The latest version of the Collector is 2.326. To view the release notes for this version and all previous versions, please go here.

What is cataloged

The collector catalogs the following information.

Table 1.

Object

Information cataloged

Columns

Name, Description, JDBC type, Column Type

Table

Name, Description, Last DDL time, Row count, Total size, Raw data size, File count, Erasure coded file count, Bucketing version, Is external, External table purge, Is translated to external, Column stats accurate

Views

Name, description, SQL definition

Schema

Identifier

Database

Type, Name, Identifier, Server, Port, Environment, JDBC URL



Relationships between objects

By default, the harvested metadata includes catalog pages for the following resource types. Each catalog page has a relationship to the other related resource types. If the metadata presentation for this data source has been customized with the help of the data.world Solutions team, you may see other resource pages and relationships.

Table 1.

Resource page

Relationship

Table

Columns, Table Indexes

Columns

Table, Table Indexes

Table Indexes

Columns

Schema

Database that contains Schema, Table that is part of Schema

Database

Schema contained in Database



Lineage for Hive

The following lineage information is collected by the Hive collector.

Table 2.

Object

Lineage available

Column in View

The collector identifies The associated column in an upstream view or table:

  • Where the data is sourced from

  • That sort the rows via ORDER BY 

  • That filter the rows via WHERE/HAVING 

  • That aggregate the rows via GROUP BY



Authentication supported

  • The collector supports username/password authentication to Hive.

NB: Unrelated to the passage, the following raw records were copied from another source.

PR #379, opened 2024-07-31
[TM-1144] reorder functions to get valid schema data for polygons

cesarLima1:
https://gfw.atlassian.net/browse/TM-1144

### DIFF
--- a/app/Services/PolygonService.php
+++ b/app/Services/PolygonService.php
@@ -14,12 +14,12 @@ use App\Models\V2\Sites\SitePolygon;
 use App\Models\V2\User;
 use App\Validators\SitePolygonValidator;
 use DateTime;
+use Exception;
 use Illuminate\Support\Carbon;
 use Illuminate\Support\Facades\App;
 use Illuminate\Support\Facades\Auth;
 use Illuminate\Support\Facades\DB;
 use InvalidArgumentException;
-use Exception;
 
 class PolygonService
 {
@@ -389,6 +389,7 @@ class PolygonService
     {
         try {
             $d = DateTime::createFromFormat('Y-m-d', $date);
+
             return $d && $d->format('Y-m-d') === $date;
         } catch (Exception $e) {
             return false;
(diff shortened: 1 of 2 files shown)


app/Services/PolygonService.php
```diff
@@ -323,4 +347,59 @@ protected function transformAndStorePoints($geojson, $sitePolygonProperties): ar
...
+
+    public function isFieldInvalid($field, $value)
+    {
+        if (is_null($value) || $value === '') {
+            return true;
+        }
+
+        switch ($field) {
+            case 'plantstart':
+                return ! $this->isValidDate($value);
```
pachonjcl, line 359: If you take a close look, I don't think you are following the same method naming.
you have `isSomethingValid` vs `isValidSomething`. 
My suggestion is to have `isInvalidField`, but do not mix

app/Services/PolygonService.php
```diff
@@ -323,4 +347,59 @@ protected function transformAndStorePoints($geojson, $sitePolygonProperties): ar
...
+
+        return true;
+    }
+
+    private function isValidDate($date)
+    {
+        $d = DateTime::createFromFormat('Y-m-d', $date);
+
+        return $d && $d->format('Y-m-d') === $date;
+    }
```
pachonjcl, line 404: isn't it possible that the DateTime parse throws an error? can you catch in the flow?

app/Services/PolygonService.php
```diff
@@ -323,4 +347,59 @@ protected function transformAndStorePoints($geojson, $sitePolygonProperties): ar
...
+    {
+        $distributions = explode(',', $value);
+        foreach ($distributions as $distribution) {
+            if (! in_array(trim($distribution), self::VALID_DISTRIBUTIONS)) {
+                return false;
+            }
+        }
+
+        return true;
+    }
```
pachonjcl, line 397: nitpick, but this two methods are exactly the same with two different parameters.

pachonjcl (changes requested):

app/Services/PolygonService.php
cesarLima1: Done.

app/Services/PolygonService.php
cesarLima1: try catch added.

app/Services/PolygonService.php
cesarLima1: Using the same function for both now.

pachonjcl (approved):

PR #390, opened 2024-08-05
[TM-1179] revert approved on update geom

egrojMonroy:
https://gfw.atlassian.net/jira/software/c/projects/TM/boards/40?selectedIssue=TM-1179

### DIFF
--- a/app/Helpers/GeometryHelper.php
+++ b/app/Helpers/GeometryHelper.php
@@ -307,14 +307,6 @@ class GeometryHelper
         return $result[0]->wkt ?? null;
     }
 
-    public static function updateStatusOnEdit($sitePolygon)
-    {
-        if ($sitePolygon->status === 'approved') {
-            $sitePolygon->status = 'submitted';
-            $sitePolygon->save();
-        }
-    }
-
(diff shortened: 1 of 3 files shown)


app/Helpers/GeometryHelper.php
```diff
@@ -307,6 +307,14 @@ public static function getConvexHull($geoJson)
         return $result[0]->wkt ?? null;
     }
 
+    public static function updateStatusOnEdit($sitePolygon)
+    {
+        if ($sitePolygon->status === 'approved') {
+            $sitePolygon->status = 'submitted';
+            $sitePolygon->save();
+        }
+    }
```
pachonjcl, line 316: I think this function would be better in `app/Models/V2/Sites/SitePolygon.php` and then name it as `edit` or something like this.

IRI consistency between Hive Metastore and Hive collectors

If you are using both the Hive Metastore collector and the Hive collector to catalog the same Hive environment, configure them with matching parameters to ensure they produce identical IRIs for the same resources. This prevents duplicate entries in data.world and maintains a unified view of your metadata.

Table 3.

Hive Metastore collector parameter

Hive collector parameter

--hive-server-host

--server

--hive-server-port

--port

--hive-database

--database

--hive-database-id

--database-id



When these values match across both collectors, metadata from either source will resolve to the same resources in your catalog, ensuring consistent resource identification regardless of which collector harvested the metadata.